但很快,公孙止眼中的惊愕,就化作了惊喜。
这坑洞,他虽不曾下去过,幼时却曾听父亲说过,起码有百丈之深。
这么跳下去,任凭轻功再高,也得摔个粉身碎骨。
而李莫愁猝不及防之下,被拉着落入坑洞,几乎是下意识地娇呼出声。
等她回过神来的时候,起码已沉落了十馀丈。
耳畔风声呼啸,下方无所依托,四周峭壁耸峙,周遭愈发幽深黑暗,哪怕曾久居古墓,李莫愁亦是不免有些心中发慌。
只是感受着掌中温热和力度,再一想到秦渊出神入化的金雁功,李莫愁的心绪便已变得前所未有的安稳。
有先生在,何需担心?
果然,片刻过后,李莫愁便听得“嗤”的一声轻响,竟是秦渊五指如钩,插入崖壁之内,沉降之势,陡然一缓。
李莫愁心中赞叹,如此坚硬的石壁,在先生指下,竟软如豆腐一般。
这等功力,便是当年全真教的重阳真人,也是没有的。
每隔十馀丈,便这么来一下,如此循环往复数次,两人终于飘落坑底。
却发现这天光所笼罩的局域,竟长着数十株树木,看模样,倒象是枣树。
“这坑底果然别有洞天。”
李莫愁环视一眼,忍不住开口一笑,“不过,先生,你说的那个人呢?”
“你们是来找我的?”
一声嘶哑的冷笑,突然毫无征兆地响起。
语气间满是愤懑和怨恨,“公孙止那个贼杀才,让你们来的?”
“谁?”
李莫愁一个激灵,猛然转身,循声望去,右手已是握住了腰间剑柄。
却见不远处的暗影中,盘坐着一道身影。
披头散发,形如鬼魅,看身形,的确是个女子。
但身上衣袍脏污不堪,已分辨不清原本颜色。
而面容,也被垂散的长发遮住,看不真切。
不过,隐约可见的那双眼眸之中,此刻却似燃烧着无比骇人的恨意。
“真的有人?”
李莫愁着实吃了一惊。
她原本以为,秦渊是在开玩笑,她刚才那番话,自然也是在开玩笑。
可没想到,在深达百丈的坑洞底部,竟真的住着个女人。
“裘千尺?”
秦渊打量着那女子,神色平静。
那女子猛然抬头,乱发间露出一张苍白的面庞。
“竟知我姓名。”
裘千尺声音凄厉,“果然是那贼杀才,他这是生怕我没死透么?”
“我们是如何下来的,你想来也都看到了。
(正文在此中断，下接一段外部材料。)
PR #7644, opened 2026-04-21
dcl: report structured diff on resource creation

anhdle-sso:
This PR adds structured diff reporting for DCL resources during creation.
### Changes
- In `pkg/controller/dcl/controller.go`, added a check for `liveLite == nil` just before calling `dclunstruct.Apply`.
- If `liveLite` is nil (indicating the resource does not exist in GCP), it marshals the resource as unstructured and reports it as a new object diff using `structuredreporting.ReportDiff`.
### Rationale
This improves observability by ensuring that creation events are also logged with structured diffs, consistent with recent changes in direct controllers.


cheftako (approved):
Looks good.

PR #7647, opened 2026-04-21
Implement mockGCP for ComputeFutureReservation and add crud test

gemmahou:
### BRIEF Change description

- Update mockgcp's googleapis dependency for compute to support ComputeFutureReservation in compute/v1
Relevant PR: https://github.com/GoogleCloudPlatform/k8s-config-connector/pull/7494
Relevant issue: https://github.com/GoogleCloudPlatform/k8s-config-connector/issues/7426
- Add crud test, collect realGCP and mockGCP logs.
- Improve mock service fidelity by comparing with realGCP log.

```release-note

```

```docs

```

#### Intended Milestone

### Tests you have done

### DIFF
--- a/mockgcp/mockcompute/futurereservationsv1.go
+++ b/mockgcp/mockcompute/futurereservationsv1.go
@@ -1,0 +1,265 @@
+// Copyright 2026 Google LLC
+//
+// Licensed under the Apache License, Version 2.0 (the "License");
+// you may not use this file except in compliance with the License.
+// You may obtain a copy of the License at
+//
+//      http://www.apache.org/licenses/LICENSE-2.0
+//
+// Unless required by applicable law or agreed to in writing, software
+// distributed under the License is distributed on an "AS IS" BASIS,
+// WITHOUT WARRANTIES OR CONDITIONS OF ANY KIND, either express or implied.
+// See the License for the specific language governing permissions and
+// limitations under the License.
+
+package mockcompute
+
+import (
+	"context"
+	"fmt"
+	"strings"
+
+	"google.golang.org/grpc/codes"
+	"google.golang.org/grpc/status"
+	"google.golang.org/protobuf/proto"
+
+	"github.com/GoogleCloudPlatform/k8s-config-connector/mockgcp/common/projects"
+	pb "github.com/GoogleCloudPlatform/k8s-config-connector/mockgcp/generated/mockgcp/cloud/compute/v1"
+	"github.com/GoogleCloudPlatform/k8s-config-connector/mockgcp/pkg/storage"
+)
+
+type FutureReservationsV1 struct {
+	*MockService
+	pb.UnimplementedFutureReservationsServer
+}
+
+func (s *FutureReservationsV1) Get(ctx context.Context, req *pb.GetFutureReservationRequest) (*pb.FutureReservation, error) {
+	reqName := "projects/" + req.GetProject() + "/zones/" + req.GetZone() + "/futureReservations/" + req.GetFutureReservation()
+	name, err := s.parseFutureReservationName(reqName)
+	if err != nil {
+		return nil, err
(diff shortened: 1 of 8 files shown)


mockgcp/mockcompute/futurereservationsv1.go
```diff
@@ -0,0 +1,265 @@
...
+}
+
+func (n *futureReservationName) String() string {
+	return "projects/" + n.Project.ID + "/zones/" + n.Zone + "/futureReservations/" + n.Name
+}
+
+func (s *MockService) parseFutureReservationName(name string) (*futureReservationName, error) {
+	tokens := strings.Split(name, "/")
+
+	if len(tokens) == 6 && tokens[0] == "projects" && tokens[2] == "zones" && tokens[4] == "futureReservations" {
```
ldanielmadariaga, line 249: QQ do we usually hardcode this to zones? Most API resources should support either zones or regions

mockgcp/mockcompute/futurereservationsv1.go
```diff
@@ -0,0 +1,265 @@
...
+	"github.com/GoogleCloudPlatform/k8s-config-connector/mockgcp/pkg/storage"
+)
+
+type FutureReservationsV1 struct {
+	*MockService
+	pb.UnimplementedFutureReservationsServer
+}
+
+func (s *FutureReservationsV1) Get(ctx context.Context, req *pb.GetFutureReservationRequest) (*pb.FutureReservation, error) {
+	reqName := "projects/" + req.GetProject() + "/zones/" + req.GetZone() + "/futureReservations/" + req.GetFutureReservation()
```
ldanielmadariaga, line 37: I'm a bit confused by this pattern of roundtripping the resource name in these methods. Do we usually do this just to regrab the string we had in the first place? 

It seems cleaner to just validate the project (only real thing we validate given we're creating the format internally). We could avoid all this parsing and validation by just templating against regex string and returning an error if we fail to apply

mockgcp/mockcompute/futurereservationsv1.go
```diff
@@ -0,0 +1,265 @@
...
+	if err != nil {
+		return nil, err
+	}
+
+	fqn := name.String()
+
+	obj := &pb.FutureReservation{}
+	if err := s.storage.Get(ctx, fqn, obj); err != nil {
+		return nil, err
+	}
```
ldanielmadariaga, line 112: nit: inconsistent use of newlines after code blocks(sometimes there's a newline sometimes there's not)

ldanielmadariaga (approved):

mockgcp/mockcompute/futurereservationsv1.go
gemmahou: ComputeFutureReservation seems to be a zonal resource([REST doc](https://docs.cloud.google.com/compute/docs/reference/rest/v1/futureReservations/get)), while there are other resources like [BackendService](https://github.com/GoogleCloudPlatform/k8s-config-connector/blob/master/mockgcp/mockcompute/regionalbackendservicev1.go#L160) is a regional resource so we validate its name by hard-coding to "regions". This is to restrict the name format of the resource.

mockgcp/mockcompute/futurereservationsv1.go
gemmahou: I could be wrong, but I think the parseXxxName function was originally intended to validate the full resource URL in the request. For example, as seen in https://screenshot.googleplex.com/ApKudVhVx6WNn9Z.png, req.Name is a full URL string (e.g., "projects/projectid/locations/us/resources/resourceName"). 

For compute resources, I agree that it may not be necessary to reconstruct the string since we can already extract the partial values from the request. Given that this code was generated, I suspect Gemini simply followed the existing patterns found in other resources.

PR #7651, opened 2026-04-21
Add types, mappers, fuzzer for ComputeFutureReservation and generate v1alpha1 CRD

### LINKED ISSUE #7403: Create generate.sh and types.go files for ComputeFutureReservation
As part of creating a resource with direct controller for a new GCP service (Epic #7276), we need to create the Go types for `ComputeFutureReservation`.

Currently, `ComputeFutureReservation` is not a pre-existing KCC resource. The goal is to create the Go types in `apis/compute/v1alpha1/` so that we can test the the "direct" controller before we promote it to production ready.

### Instructions

1.  **Add to generate.sh**:
    Create `apis/compute/v1alpha1/generate.sh` to include `ComputeFutureReservation`.
    It likely maps to something like `google.cloud.compute.v1beta`.
    Example:
    ```bash
    go run . generate-types \
      --service google.cloud.compute.v1beta \
      --api-version compute.cnrm.cloud.google.com/v1alpha1 \
      --resource ComputeFutureReservation:FutureReservation
    ```

2.  **Generate Scaffolding**:
    Run `apis/compute/v1alpha1/generate.sh`. This should create `apis/compute/v1alpha1/futurereservation_types.go`.

3.  **Copyright Headers**:
    Ensure that new files have the correct copyright header:
    ```go
    // Copyright 2026 Google LLC
    ```
    Please do not change the copyright on existing files.

4.  **Labels**:
    Ensure the controller-runtime annotations adds the following CRD labels:
    ```go
    // +kubebuilder:metadata:labels="cnrm.cloud.google.com/managed-by-kcc=true"
    // +kubebuilder:metadata:labels="cnrm.cloud.google.com/system=true"
    // +kubebuilder:metadata:labels="cnrm.cloud.google.com/stability-level=alpha"
    ```

5. **References**:
   Ensure fields which store references to other KCC or GCP resources use the appropriate Reference type.
   The GCP proto field corresponding to a reference would contain can be found at https://docs.cloud.google.com/asset-inventory/docs/asset-names.
   KCC reference types are generally found in files like `apis/<group>/<version>/<name>_reference.go`.
   A sample of reference type would then be something like:
   ```go 
   // +kcc:proto=<proto-type>
   type <type> struct {
	// +optional
	<field-name>Ref *refs.<ref-type>Ref 
   ```

6.  **Status**:
    `status.observedGeneration` should be an `*int64`.

7. **Generate Mappers**:
   - Running `dev/tasks/generate-types-and-mappers` will generate the mapper code once the `apis/compute/v1alpha1/futurereservation_types.go` file is generating an equivalent CRD.
   - Run `make all-binary` to ensure the generated mapper code compiles. Please fix any issue discovered by this compilation.

This issue is part of Epic #7276.

gemmahou:
### BRIEF Change description

Cherry-picked from #7444 to bypass CLA check.

This PR creates the Go types for ComputeFutureReservation in apis/compute/v1alpha1/

Note: Our dependency [version](https://github.com/codebot-robot/k8s-config-connector/blob/master/apis/git.versions) need to be updated to support ComputeFutureReservation v1 proto. However, bumping the dependency to the latest [googleapis](https://github.com/googleapis/googleapis) SHA introduced irrelevant updates across several other resource types (e.g., "generate.sh" introduced new fields to existing resources).

I manually updated my local googleapis dependency and generated the ComputeFutureReservation types and mappers using compute v1 proto. This approach prevents the "generate.sh" script from inadvertently modifying existing resources.

Moving forward, we'll need to update our "apis/git.versions" and then using "generate.sh" to ensure all resources are properly updated.

Fixes #7403

```release-note

```

```docs

```

#### Intended Milestone

### Tests you have done


apis/compute/v1alpha1/types.generated.go
```diff
@@ -120,3 +545,22 @@ type NetworkAttachmentConnectedEndpoint struct {
 	// +kcc:proto:field=google.cloud.compute.v1.NetworkAttachmentConnectedEndpoint.subnetwork_cidr_range
 	SubnetworkCIDRRange *string `json:"subnetworkCIDRRange,omitempty"`
 }
+
+// +kcc:proto=google.cloud.compute.v1.ShareSettings
+type ShareSettings struct {
+
+	// TODO: unsupported map type with key string and value message
```
gemmahou, line 530: `shareSettings.projectMap` is a `map<string, ShareSettingsProjectConfig>`, which is currently unsupported by our generation tool: https://github.com/GoogleCloudPlatform/k8s-config-connector/blob/7c1d4184ccfe6d863b1d32896b7221708897e746/dev/tools/controllerbuilder/pkg/codegen/typegenerator.go#L283

Related issue: https://github.com/GoogleCloudPlatform/k8s-config-connector/issues/6944

`message` type could potentially cause infinite loop so we'll need to discuss this case-by case and implement the field manually. Also in a previous resource ComputeReservation, the key of the project map is a `reference` rather than `string`([keyRef](https://github.com/GoogleCloudPlatform/k8s-config-connector/blob/master/config/crds/resources/apiextensions.k8s.io_v1_customresourcedefinition_computereservations.compute.cnrm.cloud.google.com.yaml#L77)). I think it's better to leave projectMap field as a TODO and implement it in a separate PR.

config/crds/resources/apiextensions.k8s.io_v1_customresourcedefinition_computefuturereservations.compute.cnrm.cloud.google.com.yaml
```diff
@@ -0,0 +1,668 @@
...
+                      properties:
+                        accelerator:
+                          description: Properties of accelerator resources in this
+                            reservation.
+                          properties:
+                            acceleratorCount:
+                              description: Number of accelerators of specified type.
+                              format: int32
+                              type: integer
+                            acceleratorType:
```
ldanielmadariaga: Optional / possible follow-up: it'd be interesting to consider whether this should be a ref. I'm fine keeping as is given these resources don't really have an UID.

Ditto to other usages of acceleratorType

config/crds/resources/apiextensions.k8s.io_v1_customresourcedefinition_computefuturereservations.compute.cnrm.cloud.google.com.yaml
```diff
@@ -0,0 +1,668 @@
...
+                type: string
+              resourceID:
+                description: The ComputeFutureReservation name. If not given, the
+                  metadata.name will be used.
+                type: string
+              schedulingType:
+                description: Maintenance information for this reservation Check the
+                  SchedulingType enum for the list of possible values.
+                type: string
+              shareSettings:
```
ldanielmadariaga, line 233: We seem to be missing the project map and project list for shareSettings

config/crds/resources/apiextensions.k8s.io_v1_customresourcedefinition_computefuturereservations.compute.cnrm.cloud.google.com.yaml
```diff
@@ -0,0 +1,668 @@
...
+                description: Indicates whether the auto-created reservation can be
+                  consumed by VMs with affinity for "any" reservation. If the field
+                  is set, then only VMs that target the reservation by name can consume
+                  from the delivered reservation.
+                type: boolean
+              specificSkuProperties:
+                description: Future Reservation configuration to indicate instance
+                  properties and total count.
+                properties:
+                  instanceProperties:
```
ldanielmadariaga, line 251: We seem to be missing the following fields from `instanceProperties`: `maintenanceFreezeDurationHours, maintenanceInterval`
Ref: https://docs.cloud.google.com/compute/docs/reference/rest/beta/futureReservations/get

apis/compute/v1alpha1/futurereservation_types.go
```diff
@@ -0,0 +1,224 @@
...
+	ProjectRef *refsv1beta1.ProjectRef `json:"projectRef"`
+	// +required
+	Location string `json:"location"`
+}
+
+// ComputeFutureReservationSpec defines the desired state of ComputeFutureReservation
+// +kcc:spec:proto=google.cloud.compute.v1.FutureReservation
+type ComputeFutureReservationSpec struct {
+	// Parent reference.
+	ComputeFutureReservationParent `json:",inline"`
```
ldanielmadariaga, line 37: I don't think I've seen this parent before / in other _types.go files do we wanto to replace this with `ProjectRef refs.ProjectRef` and `Location *string`?

pkg/controller/direct/compute/futurereservation_mapper.go
```diff
@@ -0,0 +1,336 @@
...
+
+func ComputeFutureReservationObservedState_v1alpha1_FromProto(mapCtx *direct.MapContext, in *pb.FutureReservation) *krmcomputev1alpha1.ComputeFutureReservationObservedState {
+	if in == nil {
+		return nil
+	}
+	out := &krmcomputev1alpha1.ComputeFutureReservationObservedState{}
+	out.CreationTimestamp = in.CreationTimestamp
+	out.ID = in.Id
+	out.Kind = in.Kind
+	// MISSING: Name
```
ldanielmadariaga, line 32: QQ do we need to set Name to report back the UID?  Ditto below (multiple instances)

config/crds/resources/apiextensions.k8s.io_v1_customresourcedefinition_computefuturereservations.compute.cnrm.cloud.google.com.yaml
gemmahou: We have a crds_test to detect if a field should be a reference field: https://github.com/GoogleCloudPlatform/k8s-config-connector/blob/b5de9042c8675cf07f81629053bbd5ea7236e02f/tests/apichecks/crds_test.go#L53

This field is excluded becasue: https://github.com/GoogleCloudPlatform/k8s-config-connector/blob/b5de9042c8675cf07f81629053bbd5ea7236e02f/tests/apichecks/crds_test.go#L126

apis/compute/v1alpha1/futurereservation_types.go
gemmahou: We do have this recommended pattern for parent: https://github.com/GoogleCloudPlatform/k8s-config-connector/blob/b5de9042c8675cf07f81629053bbd5ea7236e02f/tests/apichecks/crds_test.go#L126, it's not applied to all resources, but new resources are following this, for example: https://github.com/GoogleCloudPlatform/k8s-config-connector/blob/master/apis/compute/v1alpha1/networkedgesecurityservice_types.go#L26-L31

config/crds/resources/apiextensions.k8s.io_v1_customresourcedefinition_computefuturereservations.compute.cnrm.cloud.google.com.yaml
gemmahou: These fields are available in compute/beta not compute/v1: https://docs.cloud.google.com/compute/docs/reference/rest/v1/futureReservations/get

I'm generating the KRM types using compute/v1 proto because 
1. Existing compute resources are all using compute/v1, this resource is available in v1
2. Only adding this resource using compute/beta would introduce unnecessary complexity

I know we should only support GA/stable API, but since we are adding this resource as v1alpha1, and if user requires these specific fields, we may want to discuss if we should use compute/beta proto. There's another resource using beta API([dataflow v1beta3](https://github.com/GoogleCloudPlatform/k8s-config-connector/blob/master/apis/dataflow/v1beta1/generate.sh#L28)), but seems v1beta3 is the only public version.

config/crds/resources/apiextensions.k8s.io_v1_customresourcedefinition_computefuturereservations.compute.cnrm.cloud.google.com.yaml
gemmahou: I want to address "project map" as a follow-up, because it's a map, both key and value seem to be a reference(projectRef).

Regarding project list, it's a field in compute/beta and not in compute/v1. Depends on the proto version we want to use.

pkg/controller/direct/compute/futurereservation_mapper.go
gemmahou: Context: We use spec.resourceID or status.externalRef as the name or identifier of the resource. So we usually do not have Name field in our types and CRD.

I want to reference to this PR https://github.com/GoogleCloudPlatform/k8s-config-connector/pull/4136, the conductor has been deprecated but you can see that during types and CRD generation, we remove Name field.

config/crds/resources/apiextensions.k8s.io_v1_customresourcedefinition_computefuturereservations.compute.cnrm.cloud.google.com.yaml
maqiuyujoyce: I'm in general advocating we support Beta unless we know the service team will definitely graduate features to GA (guaranteed by hard policy, etc). I understand that some of our Compute resources are already supported based on Compute v1, but I think we may want to be flexible about the exact GCP API versions we use per resource (not per Service).

ldanielmadariaga (dismissed):

config/crds/resources/apiextensions.k8s.io_v1_customresourcedefinition_computefuturereservations.compute.cnrm.cloud.google.com.yaml
```diff
@@ -0,0 +1,668 @@
...
+            type: object
+          spec:
+            description: ComputeFutureReservationSpec defines the desired state of
+              ComputeFutureReservation
+            properties:
+              aggregateReservation:
+                description: Aggregate reservation details for the future reservation.
+                properties:
+                  inUseResources:
+                    description: Output only. [Output only] List of resources currently
```
maqiuyujoyce: This field is output only. Could you move it to status.observedState?

maqiuyujoyce (commented):
Could you fix the output only spec field? Otherwise the PR looks good.

config/crds/resources/apiextensions.k8s.io_v1_customresourcedefinition_computefuturereservations.compute.cnrm.cloud.google.com.yaml
gemmahou: Done.

maqiuyujoyce (dismissed):
/lgtm

config/crds/resources/apiextensions.k8s.io_v1_customresourcedefinition_computefuturereservations.compute.cnrm.cloud.google.com.yaml
gemmahou: Discussed offline, we'll stick with compute/v1 for this resource to keep version consistency with other existing direct compute resources.

maqiuyujoyce (approved):
/lgtm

就公孙止那点微末修为,也配驱使先生?”
李莫愁回过神来,闻言忍不住嗤笑一声,清冷的嗓音,在这洞窟之中显得格外清淅。
裘千尺闻言一怔,脸上惊疑不定。
他们如何下来的,她的确是看在了眼里。
那年轻男子手牵这美貌道姑,直接从百丈高处一跃而下。
落地之时,竟依然气息平稳,纤尘不染。
轻功如何,暂且还不太好说,但他五指不时插入石壁,以此来延缓降落之势————却着实让她惊为天人。
若非内功修为已经登峰造极,又怎可能指插石壁,如戳烂泥一般?
要知道,就算她那位武功直追五绝的二哥裘千仞,也是绝无这等实力的。
的确,年纪轻轻,一身艺业又如此可怕,怎会受公孙止那贼杀才驱使?
看来的确是自己想岔了。
裘千尺缄默片刻,眼中闪过一丝期冀:“那两位所为何来,难不成是来救我的?”
“猜对了,我们正是为助你重见天日而来。”
秦渊微微一笑,缓步上前,手掌按向裘千尺肩膀。
裘千尺下意识地想要闪避,却募地发现,那看似缓慢的手掌,竟快得不可思议。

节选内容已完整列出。